EXERCISE REQUIREMENTS
Starting at the line that holds "- Run status" and stopping at the line that holds "- No running", restate the records below word for word, with both of those lines included.

:: LISTED ENTRIES

PR #17912, opened 2026-06-13
fix(core): interrupt workflow sleep on cancel (closes #17908)

### LINKED ISSUE #17908: [BUG] Workflow `cancel()` does not interrupt `sleep()` / `sleepUntil()` — the run keeps executing and overwrites the canceled status
### Describe the Bug

Calling `Run.cancel()` while a workflow run is parked in `.sleep(ms)` or `.sleepUntil(date)` does **not** interrupt the wait.

`cancel()` aborts the run's `AbortController` and writes `status: 'canceled'` to storage, but the default execution engine's sleep primitives are plain `setTimeout` promises that never observe the abort signal (`packages/core/src/workflows/default.ts`):

```ts
async executeSleepDuration(duration: number, _sleepId: string, _workflowId: string): Promise<void> {
  await new Promise(resolve => setTimeout(resolve, duration < 0 ? 0 : duration));
}

async executeSleepUntilDate(date: Date, _sleepUntilId: string, _workflowId: string): Promise<void> {
  const time = date.getTime() - Date.now();
  await new Promise(resolve => setTimeout(resolve, time < 0 ? 0 : time));
}
```

As a result, a run canceled mid-sleep:

1. **keeps the Node timer alive for the full duration** — a `.sleepUntil(+24h)` holds the run in memory for 24 hours after cancellation;
2. **wakes up and overwrites the canceled status** — `packages/core/src/workflows/handlers/entry.ts` unconditionally calls `persistStepUpdate({ workflowStatus: 'running' })` after the sleep, replacing the `'canceled'` status that `cancel()` just persisted; and
3. **publishes a sleep-step `success` event** before the engine finally notices the aborted signal at the end of the entry handler.

So observers (Studio, `watch()`, storage queries) see the run flip `canceled` → `running` → `canceled`, and in-process the cancellation simply does not take effect until the timer fires. The handlers already receive `abortController`, but never use it for the wait itself.

### Steps To Reproduce

2. Add the following workflow:

   ```ts
   import { createWorkflow, createStep } from '@mastra/core/workflows';
   import { z } from 'zod';

   const a = createStep({ id: 'a', inputSchema: z.object({}), outputSchema: z.object({}), execute: async () => ({}) });
   const b = createStep({
     id: 'b',
     inputSchema: z.object({}),
     outputSchema: z.object({}),
     execute: async () => { console.log('b ran'); return {}; },
   });

   export const wf = createWorkflow({ id: 'w', inputSchema: z.object({}), outputSchema: z.object({}) })
     .then(a)
     .sleep(60_000)
     .then(b)
     .commit();
   ```

3. Start the run and cancel it ~1s in, during the `sleep(60_000)`:

   ```ts
   const run = await wf.createRun();
   const result = run.start({ inputData: {} });
   setTimeout(() => run.cancel(), 1000);
   await result;
   ```

4. Observe:
   - `run.start()` does **not** resolve until ~60s later (the timer is never cleared);
   - at wake-up the run row briefly reads `running` again, and the sleep step is recorded/published as `success`;
   - step `b` is still reached after the canceled sleep.

Reproducible directly against `@mastra/core` with the workflow above (default engine + an in-memory store), calling `run.cancel()` during the sleep. A self-contained reproduction/regression test is included in the fix at `packages/core/src/workflows/cancel-sleep.test.ts`.  https://github.com/mastra-ai/mastra

### Expected Behavior

`cancel()` should interrupt an in-flight sleep immediately:

- the timer is cleared (and does not keep the process alive),
- the run settles as `canceled` right away,
- the step after the sleep never runs, and
- no `running` status or sleep-step `success` is persisted/published after cancellation.

### Environment Information

```block
System:
  OS: Linux 6.17 Ubuntu 24.04.4 LTS
  Memory: 3.92 GB / 15.49 GB
  Shell: /bin/bash
Binaries:
  Node: 22.22.2
  npm: 10.9.7
  pnpm: 11.5.1
npmPackages:
  @mastra/core: 1.42.0

Affected package: @mastra/core (packages/core/src/workflows/default.ts, handlers/entry.ts, handlers/sleep.ts)
```

### Verification

tsushanth:
Closes #17908.

`Run.cancel()` aborts the run's `AbortController` and writes `status: 'canceled'` to storage, but the default engine's `executeSleepDuration` / `executeSleepUntilDate` were plain `setTimeout` promises that never observed the abort signal. Three downstream effects:

1. the Node timer stayed alive for the full sleep duration; a `.sleepUntil(+24h)` held the run in memory for 24h after cancellation
2. when the timer eventually fired, the entry handler unconditionally called `persistStepUpdate({ workflowStatus: 'running' })` and published a sleep-step `success` event, overwriting the `'canceled'` status that `cancel()` had persisted
3. the step after the sleep ran anyway

## Fix

Wire the run's abort signal through to the sleep primitives and skip the post-sleep "running" status flip / success event when the signal is already aborted.

- `executeSleepDuration` / `executeSleepUntilDate` take an optional `signal?: AbortSignal`. The default implementation uses a small `abortableTimeout` helper that clears the underlying timer and resolves the promise as soon as the signal fires (and short-circuits when the signal is already aborted on entry). The parameter is optional so existing subclasses (e.g. Inngest) are not broken by the signature change.
- `handlers/sleep.ts` passes `abortController.signal` to both calls.
- `handlers/entry.ts`, for both `sleep` and `sleepUntil` branches, checks `abortController.signal.aborted` after the sleep returns. When aborted, it records `execResults` as `{ status: 'canceled', startedAt, endedAt }` and skips the persistStepUpdate('running') + sleep-step success/finish publishes. The existing terminal block at the end of `executeEntry` then persists the canceled status and publishes the workflow-canceled event exactly as it did before.

## Tests

`packages/core/src/workflows/cancel-sleep.test.ts`:
- a 60s `executeSleepDuration` whose signal aborts after 50ms must return in under 1s
- a 60s `executeSleepDuration` whose signal is pre-aborted must return in under 50ms
- a 60s `executeSleepUntilDate` whose signal aborts after 50ms must return in under 1s
- without a signal, a 150ms `executeSleepDuration` must still run for ~150ms (no regression)

All four pass against the patched engine and would fail against `main`. The full `pnpm --filter @mastra/core test workflows` suite (37 files, 949 tests) stays green.

## ELI5

When you tell a workflow to cancel while it's sleeping, it should wake up right away and stop. Previously, it would ignore the cancel command and finish sleeping anyway. This PR fixes that by making the sleep function listen for a "stop" signal, so cancellation interrupts the sleep immediately and the workflow shuts down cleanly.

## Changes Overview

This PR fixes workflow cancellation behavior during sleep operations by introducing interrupt-aware sleep implementations:

### Core Changes

**1. Abortable Sleep Helper** (`packages/core/src/workflows/default.ts`)
- Added internal `abortableTimeout(ms, signal?)` helper that clears timers and resolves immediately when an `AbortSignal` fires
- Updated `executeSleepDuration` and `executeSleepUntilDate` to accept optional `signal?: AbortSignal` parameter and use abortable waits
- Preserves backward compatibility by making the signal parameter optional; existing behavior (clamping negative durations/times to 0) unchanged

**2. Signal Propagation** (`packages/core/src/workflows/handlers/sleep.ts`)
- `executeSleep` and `executeSleepUntil` now pass `abortController?.signal` to the underlying engine sleep methods
- Error handling, span lifecycle, and duration computation remain unchanged

**3. Post-Sleep Cancellation Handling** (`packages/core/src/workflows/handlers/entry.ts`)
- After sleep completes, the entry handler now checks `abortController.signal.aborted`
- When aborted: sets `execResults` to `{ status: 'canceled', startedAt, endedAt }` and skips post-sleep persist and event publishing
- When not aborted: preserves existing behavior (persists running status, publishes sleep-step success/finish events)
- Existing terminal block still persists canceled status and publishes workflow-canceled event as before

### Test Coverage

New test suite (`packages/core/src/workflows/cancel-sleep.test.ts`) with four test cases:
- `executeSleepDuration` with signal aborting after 50ms resolves in <1s
- `executeSleepDuration` with pre-aborted signal returns in <50ms
- `executeSleepUntilDate` with signal aborting after 50ms resolves in <1s
- `executeSleepDuration` without signal still waits ~150ms (regression test)

### Outcomes

- Canceling a workflow during sleep immediately interrupts the timer instead of waiting for completion
- Timers are cleared, preventing memory leaks from long-duration sleeps (e.g., `sleepUntil(+24h)`)
- Run status settles as `canceled` immediately without overwriting to `running`
- Subsequent workflow steps do not execute after cancellation
- No running status or sleep-step success events are published/persisted after cancellation

All tests pass; full core workflow test suite remains green.

### DIFF
--- a/.changeset/curly-rocks-matter.md
+++ b/.changeset/curly-rocks-matter.md
@@ -1,0 +1,5 @@
+---
+'@mastra/core': patch
+---
+
+Fixed `run.cancel()` not interrupting `sleep()` / `sleepUntil()` in the default workflow execution engine. The pending `setTimeout` was previously held until it fired naturally, which kept the run in memory for the full sleep duration, then flipped its status from 'canceled' back to 'running' and recorded the sleep step as 'success'. The sleep primitives now observe the run's abort signal: when `cancel()` is called the timer is cleared, the run settles as 'canceled' immediately, and the next step does not execute (closes #17908).
--- a/packages/core/src/workflows/cancel-sleep.test.ts
+++ b/packages/core/src/workflows/cancel-sleep.test.ts
@@ -1,0 +1,54 @@
+import { describe, expect, it } from 'vitest';
+import { DefaultExecutionEngine } from './default';
+
+describe('DefaultExecutionEngine sleep + cancel (#17908)', () => {
+  it('executeSleepDuration resolves immediately when its abort signal fires', async () => {
+    const engine = new DefaultExecutionEngine({ mastra: undefined });
+    const abortController = new AbortController();
+
+    const startedAt = Date.now();
+    const sleeping = engine.executeSleepDuration(60_000, 'sleep-1', 'wf', abortController.signal);
+
+    setTimeout(() => abortController.abort(), 50);
+
+    await sleeping;
+
+    const elapsed = Date.now() - startedAt;
+    expect(elapsed).toBeLessThan(1_000);
+  });
+
+  it('executeSleepDuration resolves immediately when its signal is already aborted', async () => {
+    const engine = new DefaultExecutionEngine({ mastra: undefined });
+    const abortController = new AbortController();
+    abortController.abort();
+
+    const startedAt = Date.now();
+    await engine.executeSleepDuration(60_000, 'sleep-1', 'wf', abortController.signal);
+    expect(Date.now() - startedAt).toBeLessThan(50);
+  });
+
+  it('executeSleepUntilDate resolves immediately when its abort signal fires', async () => {
+    const engine = new DefaultExecutionEngine({ mastra: undefined });
+    const abortController = new AbortController();
+    const target = new Date(Date.now() + 60_000);
+
+    const startedAt = Date.now();
+    const sleeping = engine.executeSleepUntilDate(target, 'sleepUntil-1', 'wf', abortController.signal);
+
+    setTimeout(() => abortController.abort(), 50);
+
+    await sleeping;
+
+    expect(Date.now() - startedAt).toBeLessThan(1_000);
+  });
+
+  it('executeSleepDuration still completes its full duration without a signal', async () => {
+    const engine = new DefaultExecutionEngine({ mastra: undefined });
+
+    const startedAt = Date.now();
+    await engine.executeSleepDuration(150, 'sleep-1', 'wf');
+    const elapsed = Date.now() - startedAt;
+
+    expect(elapsed).toBeGreaterThanOrEqual(140);
+  });
+});
--- a/packages/core/src/workflows/default.ts
+++ b/packages/core/src/workflows/default.ts
@@ -48,6 +48,21 @@ import type {
 // Re-export ExecutionContext for backwards compatibility
 export type { ExecutionContext } from './types';
 
+function abortableTimeout(ms: number, signal?: AbortSignal): Promise<void> {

::::

RESULT
- Run status settles as `canceled` immediately without overwriting to `running`
- Subsequent workflow steps do not execute after cancellation
- No running status or sleep-step success events are published/persisted after cancellation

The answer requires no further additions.